# 10 point 12/9/17



## gadawgs86 (Dec 12, 2017)

Killed my best deer this past weekend 12/9/17 and had to go for a swim to recover.


----------



## Hillbilly stalker (Dec 12, 2017)

Man that's a stud of a deer ! Good job, congratulations.


----------



## wvdawg (Dec 12, 2017)

Mighty fine!  Congrats.  I wouldn't mind getting wet for that one!


----------



## DCHunter (Dec 12, 2017)

Congratulations!


----------



## dwhee87 (Dec 17, 2017)

Worth getting wet for.
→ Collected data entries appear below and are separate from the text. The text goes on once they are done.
PR #44, opened 2020-06-10
README improvements

dennisreimann:
Working in some things I noticed while setting up the project locally.

### DIFF
--- a/.env.example
+++ b/.env.example
@@ -9,7 +9,7 @@ LNBITS_DISABLED_EXTENSIONS="amilk,events"
 LNBITS_FORCE_HTTPS=1
 LNBITS_SERVICE_FEE="0.0"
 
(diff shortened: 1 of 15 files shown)


eillarra:
Maybe is a good moment to see what needs to be removed from the README. Ideally, dev docs (how to set up a dev environment, info about different wallets) should go in the `docs/` folder.

We can leave the README for a general overview and then point to the actual docs from there.

Docs are using GitHub pages and are hosted on <https://lnbits.org>

eillarra:
Looks good to me. Can you maybe squash the different commits?

dennisreimann:
Ok, here's a all-in-one version :)

eillarra:
Thanks, I hope everything went well, because I was just merging it :)

PR #54, opened 2020-07-21
Modify Dockerfile to use pipenv instead of pip

SteliosRammos:
Modified the Dockerfile which now does the following:

1. Runs the pipenv-install.sh script to Install all dependencies using pipenv instead of pip. It also check the FLASK_ENV value to see whether to install dev packages or not
2. Runs a boot.sh script to start a gunicorn server on port 5000 (single worker)

The LNBits docker image can be built and ran with the following commands:

$ docker build -t lnbits .
$ docker run  --name lnbits -v /lnbits/data:/home/lnbits/lnbits/data --env-file .env -p 5000:5000  lnbits

Docker-compose could further ease the setup to use a single 'docker-compose up' command but would require the installation of Docker Compose by the user, so I haven't included it in the PR. It's open to discussion though.

### DIFF
--- a/.env.example
+++ b/.env.example
@@ -4,10 +4,10 @@ FLASK_ENV=development
 LNBITS_SITE_TITLE=LNbits
 LNBITS_ALLOWED_USERS="all"
 LNBITS_DEFAULT_WALLET_NAME="LNbits wallet"
-LNBITS_DATA_FOLDER="/your_custom_data_folder"
+LNBITS_DATA_FOLDER=lnbits/data
 LNBITS_DISABLED_EXTENSIONS="amilk,events"
 LNBITS_FORCE_HTTPS=1
-LNBITS_SERVICE_FEE="0.0"
+LNBITS_SERVICE_FEE=0.0
 
 # Choose from LNPayWallet, OpenNodeWallet, LntxbotWallet, LndWallet (gRPC), LndRestWallet, CLightningWallet, LnbitsWallet
 LNBITS_BACKEND_WALLET_CLASS=LntxbotWallet
--- a/Dockerfile
+++ b/Dockerfile
@@ -1,8 +1,23 @@
 FROM python:3.7
 
-WORKDIR /app
-COPY requirements.txt /app/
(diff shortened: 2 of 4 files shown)


fiatjaf:
Is this good? Can we merge?

SteliosRammos:
It should be good to go. Perhaps there needs to be an update to the installation/running instructions as well since the they will look a little different (and simpler) with docker.

fiatjaf:
Do you have any idea why `Pipenv` has so many less dependencies than `requirements.txt`? I know I added `ecdsa` recently to `requirements.txt` and not to `Pipenv`, but even without this the difference would still be big.

We shouldn't have two different ways of managing dependencies.

SteliosRammos:
I am not entirely sure. Maybe the requirements.txt was generated with the command ```pip freeze > requirements.txt``` which lists all installed packages (and their dependencies). I believe pipenv manages the dependences in the Pipfile.lock instead, only keeping the explicit packages in the Pipfile. 

Would missing packages be picked up by the code cov checks?

eillarra:
My comments before @fiatjaf merges this :)

The Dockerfile in the root is used to deploy to lnbits.com so I would not change that file. But I do think we need to have a **deployment** section in the docs so I suggest we move this Dockerfile proposal there, as one of the deployment options (Docker).

Now, that being said, I have 2 doubts concerning this PR:

1. if this is a deployment container (so you are not contributing to LNbits and using Docker in your development stack) then we should recommend using requirements.txt instead of Pipenv for installing the dependencies. Pipenv is handy to manage the dependencies during development, and to update/check the package versions required by LNbits... but it does not make sense to install it in a deployment container if we already have the `requirements.txt`file.

2. the same about the `DEBUG` flag deciding it the `--dev` packages shoukd be installed. If it is a deployment container, we don't need all these extra packages because these are only used for testing, linting or code formatting. If you are not a contributor you don't need these, event with Flask running inn DEBUG mode.

Regarding Pipenv having less requirements... as @SteliosRammos says the lock file contains the same info as the requirements.txt file.

PR #57, opened 2020-08-02
use callback instead of callback.base to preserve port

frennkie:
As mentioned in https://github.com/rootzoll/raspiblitz/issues/1348.

In my point of view switching from `withdraw_res.callback.base` to `withdraw_res.callback` should not do any "damage".


frennkie:
This fixed in upstream: https://github.com/python-ln/lnurl/issues/5

eillarra:
requirements.txt has been updated in master: `lnurl==0.3.4`

PR #62, opened 2020-08-07
Update extensions.md

losnappas:
Add a skeleton, better than nothing.


losnappas:
I'm actually not sure if this statement: "views.py: The `/` path will show up as your plugin's home page in lnbits' UI. Other pages you can define yourself. The `templates` folder should explain itself in relation to this." is true, by the way.

arcbtc:
Thanks! So much to do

Congrats!


----------



## Philnlucky (Dec 26, 2017)

Awesome buck!


----------



## Rich Kaminski (Dec 27, 2017)

Great buck, congrads. What did you shoot him with? Just wondering because I don't see an exit or entry hole. I bet that water was cold.


----------



## gadawgs86 (Dec 29, 2017)

Thank you all!


----------



## gadawgs86 (Dec 29, 2017)

Rich Kaminski said:


> Great buck, congrads. What did you shoot him with? Just wondering because I don't see an exit or entry hole. I bet that water was cold.



Thanks, I shot him with a .270 in the chest. Very entertaining story direct hit to the chest, ran 80 or so yds, and had no exit wound. Didn’t bleed a drop found him on a prayer!


----------



## MFOSTER (Dec 31, 2017)

Congrats


----------